I'm trying to solve the below equation
$(z-1)^3 - (1-i)(z+1)^3 = 0 $
I tested on two approaches:
1) Doing some operations, the above equation becomes:
$-6z^2 - 2 + (z+1)^3i = 0$
So, I consider the first part as real part and the second one as imagine part and I tried to solve the equations. Particularly,
$-6z^2 - 2 = 0$ and $(z+1)^3 = 0$
The roots are $- \frac{\sqrt{3}}{3}, \frac{\sqrt{3}}{3} , -1 $
2) Doing also some operations, but the results are different,
$(\frac{z-1}{z+1})^3 = (1-i) \rightarrow ... \rightarrow z = \frac{1 + \sqrt[3]{1-i}}{1 - \sqrt[3]{1-i}}$
So, my questions are. Which of the above two approaches is correct? Is there any different way to solve this problem ? I am very confused because there is $z$ in the equation with $i$ and I don't know how can I deal with it.

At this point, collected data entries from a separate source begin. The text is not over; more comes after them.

Issue #213, opened 2016-02-17
Proposal for handling UI exit


pmknutsen:
![ui_close_proposal](https://cloud.githubusercontent.com/assets/1565499/13099654/4f6cf396-d4e9-11e5-97d1-bd17c45fe65c.png)

The above is just a mockup (ignore that I'm using 0.4.8 as backdrop)

This is a proposal for how to deal with user either wanting to just exit the UI, or shut down Sia altogether.

I removed the window frame (should also add a border)
An X was put back in the upper right hand corner
A Quit button was added on the Overview page

The intended behavior is:
Pressing the X minimizes the UI
Pressing "Quit" will exit the UI _and_ `siad`

Selecting "Quit" should probably also launch a dialog warning user that the host will be shut down as well, and then provide a Confirm button.

lukechampine:
@johnathanhowell is planning on implementing the approach you described in #210, where closing minimizes to tray and the tray contains a "Quit" option. I think this is a good approach, in line with how many apps work when they need to run in the background.

VoidingWarranties:
For desired behavior when quitting the UI, what about this?
- If there is already an instance of `siad` running (on the default port), do not quit `siad` when quitting the UI.
- If no instance of `siad` is running when the UI starts, the UI starts one and quits it when the UI quits.

This was the desired behavior @DavidVorick mentioned a few weeks ago when we were discussing it offline.

pmknutsen:
@VoidingWarranties A remaining problem is users that run a host, started when the UI is opened. When the UI is closed, the host shuts down too in your scheme.

Mingling94:
@VoidingWarranties There is already an option in the siad wrapper and defaulted to `false` in the UI called `detached`.
if `true` - run siad as either a detached, background process and doesn't exit it with the UI's closing.
if `false` - start siad if not already running, close upon the UI's closing.

I didn't make a settings page/plugin ( #47  ) to change said setting, but if you changed it in the config.json manually, you'd see the results.

Mingling94:
I think this suggestion of providing buttons to close siad with the UI is approaching the problem from a more action-based perspective, but I'd sooner like to see a settings plugin where one can change the persistence of siad.

This means that hosts could set `detached` to `true` and renters/whoever else could set/leave it as `false`

VoidingWarranties:
@pmknutsen hmmm good point. I like your suggested approach. Then again maybe the host is somewhat of a special case and we could implement something like:
[...]

PR #214, opened 2016-02-17
UI exit handling from the tray

avahowell:
The mainWindow.close event is now overridden and mainWindow.minimize() is called instead.  The only way to quit the application is through the tray menu, all other calls to mainWindow.close() (cmd-Q, the x button, etc) minimize the main window instead.  There is not currently a confirmation dialog.  The previous behavior with config.siad.detached remains intact: quitting the application will not kill siad if this flag is set.

### DIFF
--- a/index.js
+++ b/index.js
@@ -17,14 +17,16 @@ const Path = require('path');
 // garbage collection
 var mainWindow;
 var appIcon;
+var siad;
 
 // config.json manager
 var config = require('./js/mainjs/config.js')(Path.join(__dirname, 'config.json'));
 
 // When Electron loading has finished, start the daemon then the UI
-App.on('ready', function() {
+App.on('ready', function () {
 	// Load mainWindow
 	mainWindow = require('./js/mainjs/initWindow.js')(config);
+
 	// Load tray icon and menu
 	var iconPath = Path.join(__dirname, 'assets', 'tray.png');
 	appIcon = new Tray(iconPath);
@@ -34,31 +36,17 @@ App.on('ready', function() {
 	// Add IPCMain listeners
 	require('./js/mainjs/addIPCListeners.js')(config, mainWindow);
 
-	// If config.persistInTray is set, catch mainWindow's close event and minimize instead.
-	if (config.persistInTray) {
-		mainWindow.on('close', function(e) {
-			if (!mainWindow.wantsQuit) {
-				e.preventDefault();
-				mainWindow.minimize();
-			}
-		});
-	}
 	// Load siad
-	var Siad = require('./js/mainjs/initSiad.js')(config, mainWindow);
-	// mainwindow.closed() can only be called when the user quits from the tray.
-	// If the config.siad.detached flag is not set, call siad.stop and quit from the callback.
-	mainWindow.on('closed', function() {
-		// save the config on exit
-		config.save();
-		if (!config.siad.detached) {
-			Siad.stop(function() {
-				App.quit();
-			});
-		} else {
-			App.quit();
-		}
-		// Dereference mainWindow and Siad to clean up.
-		Siad = null;
-		mainWindow = null;
-	});
+	siad = require('./js/mainjs/initSiad.js')(config, mainWindow);
+});
+// Quit once all windows have been closed.
+// If the config.siad.detached flag is not set, call siad.stop and quit from the callback.
+App.on('window-all-closed', function () {
+	config.save();
+	if (!config.siad.detached) {
+		siad.stop();
+	} 
+	App.quit();
+	mainWindow = null;
+	siad = null;
 });
--- a/index.js
+++ b/index.js
@@ -25,25 +25,25 @@ var config = require('./js/mainjs/config.js')(Path.join(__dirname, 'config.json'
 App.on('ready', function() {
 	// Load mainWindow
 	mainWindow = require('./js/mainjs/initWindow.js')(config);
-	// Load tray icon
+	// Load siad
+	require('./js/mainjs/initSiad.js')(config, mainWindow);
+	// Load tray icon and menu
 	var iconPath = Path.join(__dirname, 'assets', 'tray.png');
 	appIcon = new Tray(iconPath);
 	appIcon.setToolTip('Sia - The Collaborative Cloud.');
-	appIcon.setContextMenu(appTray(mainWindow));
+	appIcon.setContextMenu(appTray(mainWindow, App));
 
 	// Add IPCMain listeners
 	require('./js/mainjs/addIPCListeners.js')(config, mainWindow);
 
-	// Upon exiting, dereference the window object so that the GC cleans up.
-	mainWindow.on('close', function() {
-		mainWindow = null;
+	// Catch mainWindow's close event and minimize instead.
+	mainWindow.on('close', function(e) {
+		e.preventDefault();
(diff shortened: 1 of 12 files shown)


VoidingWarranties:
It seems sneaky to override `mainWindow.close`. To preserve semantics, perhaps it would be better to change all the calls to `mainWindow.close` to `mainWindow.minimize` instead, and have the quit button call `mainWindow.close`. What do you think?

avahowell:
I agree it would be better not to override `mainWindow.close`.  I couldn't find a way to change `BrowserWindow`'s window controls to call `minimize` instead of `close`.  Perhaps it would be better to instead use `window.beforeunload` as described here: https://github.com/atom/electron/blob/master/docs/api/browser-window.md#event-close.  Maybe add a flag to `mainWindow`, `wantsQuit`, that is set by the tray menu's quit button.

There are larger issues to discuss here as well.  For example, what if the system has no notification tray?  The user will be unable to close Sia-UI.  Because of this we probably want a `Quit` button somewhere in the UI as well.

pmknutsen:
@johnathanhowell What about removing the window frame altogether (along with min/max/close) buttons, and insert a close button in HTML plus Quit button in UI. Then there is no reason to override `mainWindow.close` etc.  See proposal #213. This way, all is contained within the UI, and no per-OS toolbar manipulations will be required.

avahowell:
I think @pmknutsen's proposal is a good solution to the issues that have been brought up thus far.  I'm implementing it now.

pmknutsen:
For some ideas, see http://www.mylifeforthecode.com/making-the-electron-shell-as-pretty-as-the-visual-studio-shell/

VoidingWarranties:
I'm worried that clicking the "x" and seeing the window be minimized isn't what the user would expect. The way other applications handle this UX (at least on OS X) is to have the main window be closeable, but able to run without a main window. In other words, when the user clicks the x, the window dissapears but the application continues running and still appears in the system tray and taskbar / dock. The window appears again when the user clicks the app's icon either in the system tray, or taskbar / dock. This seems like a bigger change for another PR though.

For this PR, I would also hesitate to replace the OS chrome with our own. The standard location for close / minimize buttons on Windows is on the right hand side of the window, but on OS X it's on the left. Is it possible to disable the OS close button but leave the OS minimize button enabled? I know this is possible for OS X and Windows natively, but I'm not sure if electron supports it. That way there's no need to override `mainWindow.close`, and no need to change any of the calls to `mainWindow.close` to `mainWindow.minimize`.

avahowell:
It is, but only on Windows and OSX.  According to the electron docs, 
`minimizable Boolean - Whether window is minimizable. This is not implemented on Linux. Default is true.`
`maximizable Boolean - Whether window is maximizable. This is not implemented on Linux. Default is true.`
`closable Boolean - Whether window is closable. This is not implemented on Linux. Default is true.`

I think these not being implemented on Linux is probably a dealbreaker for us.  As for the "x", we could have it call `mainWindow.hide()` instead of `.minimize()`.  I think that's more consistent with the behavior expected of "x", but we're back to the problem of requiring a working tray to use Sia-UI effectively.

VoidingWarranties:
The tray doesn't need to be fully functional. If clicking the tray unhides the window that would be sufficient.

lukechampine:
can we detect the lack of a system tray? If so, shutting down completely seems like reasonable fallback behavior. I think the number of users (UI users, at that!) without a system tray will likely be a small minority.
also, worth nothing that most apps with this behavior provide a "close to tray?" checkbox somewhere. I don't think it's strictly necessary, but might be nice to have down the line.

pmknutsen:
Also, what happens currently when a second instance of Sia-UI is launched? One way to recover from a vanished UI is to run Sia-UI again but seeing there is already a running instance then pop that UI to front. As a fail-safe for worst-case scenarios.

js/mainjs/trayMenu.js
```diff
@@ -8,15 +8,22 @@ module.exports = function (window) {
...
 			label: 'Hide Sia',
-			click: function () { window.hide(); }
+			click: function () { window.minimize(); }
 		},
+		{ type: 'separator' },
+		{
+			label: 'Quit Sia',
+			click: function() {
+				window.wantsQuit = true;
+				window.close();
```
VoidingWarranties: What was wrong with `window.destroy()`? Adding additional state seems uglier to me. But maybe it's JS convention, idk.

avahowell:
@pmknutsen currently, if you minimize one instance of Sia-UI and launch another, the other instance will launch without issue and both will communicate to the same `siad`.  They are still two separate UI instances however.  

@lukechampine The electron docs do not mention any functionality to detect an accessible system tray.  As for the checkbox, maybe that's something for the Settings plugin?  I can throw it in the config for now.  Something like `persistInTray`?

As of now I'm going to leave the earlier suggestions about a frameless UI out of this PR.  I replaced the .destroy() call in trayMenu with a close() call, using a flag `wantsQuit`.

js/mainjs/trayMenu.js
avahowell: According to the docs, destroy does this:

`Force closing the window, the unload and beforeunload event won't be emitted for the web page, and close event will also not be emitted for this window, but it guarantees the closed event will be emitted.`

This means any event listeners assigned to unload, beforeunload, and close() wont fire.  There's two listeners for these events in Sia-UI,
`window.onbeforeunload = closeLog` .
in uiManager.js at L155 and
`mainWindow.on('close'...` 
in initWindow.js at L36

Neither of these get called if you just call `.destroy()`.

VoidingWarranties: What about creating a custom event to handle quitting? Something like `window.quit`. Or since we want to have all of the other events fire when quitting, create a custom event for "closing" and have `window.close` do the "quitting".

avahowell:
Here's where this is at now:  by default, all BrowserWindow.close() calls hide the main window.  The user can use the tray menu to bring the window back, or to quit the application.  This is the default behavior, it's toggleable via the persistInTray boolean in config.  BrowserWindow.close() is no longer overridden using e.preventDefault, instead I used window.onbeforeunload to hide the main window and cancel the close() event.  The main window, and therefore application, can be gracefully quit by calling mainWindow.destroy().

js/mainjs/config.js
```diff
@@ -1,12 +1,13 @@
...
 
-// The default settings 
+// The default settings
 const defaultConfig = {
 	homePlugin:  'Overview',
 	siad: {
     	path: require('path').join(__dirname, '../..', 'Sia'),
 		detached: false,
 	},
+	persistInTray: true,
```
lukechampine: can we call this `closeToTray` instead?
Also, I'm thinking that since linux users may not have a tray, this should be `false` by default for linux users:

``` js
// Only Windows and OS X are guaranteed to have a system tray
closeToTray: process.platform === 'win32' || process.platform === 'darwin',
```

index.js
```diff
@@ -22,10 +22,11 @@ var appIcon;
 var config = require('./js/mainjs/config.js')(Path.join(__dirname, 'config.json'));
 
 // When Electron loading has finished, start the daemon then the UI
-App.on('ready', function() {
+App.on('ready', function () {
```
lukechampine: our primary style is no space after `function`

The first approach is not correct. You can have $i(z+1)^3-(6z^2+2)=0$ without having $(z+1)^3=0$ and $6z^2=0$.
The other approach is fine. Now, use the fact that $1-i=\sqrt2e^{-\pi i/4}$ to deduce that the cube roots of $1-i$ are$$\sqrt[6]2e^{-\pi i/12},\ \sqrt[6]2e^{7\pi i/12}\text{ and }\sqrt[6]2e^{5\pi i/4}.$$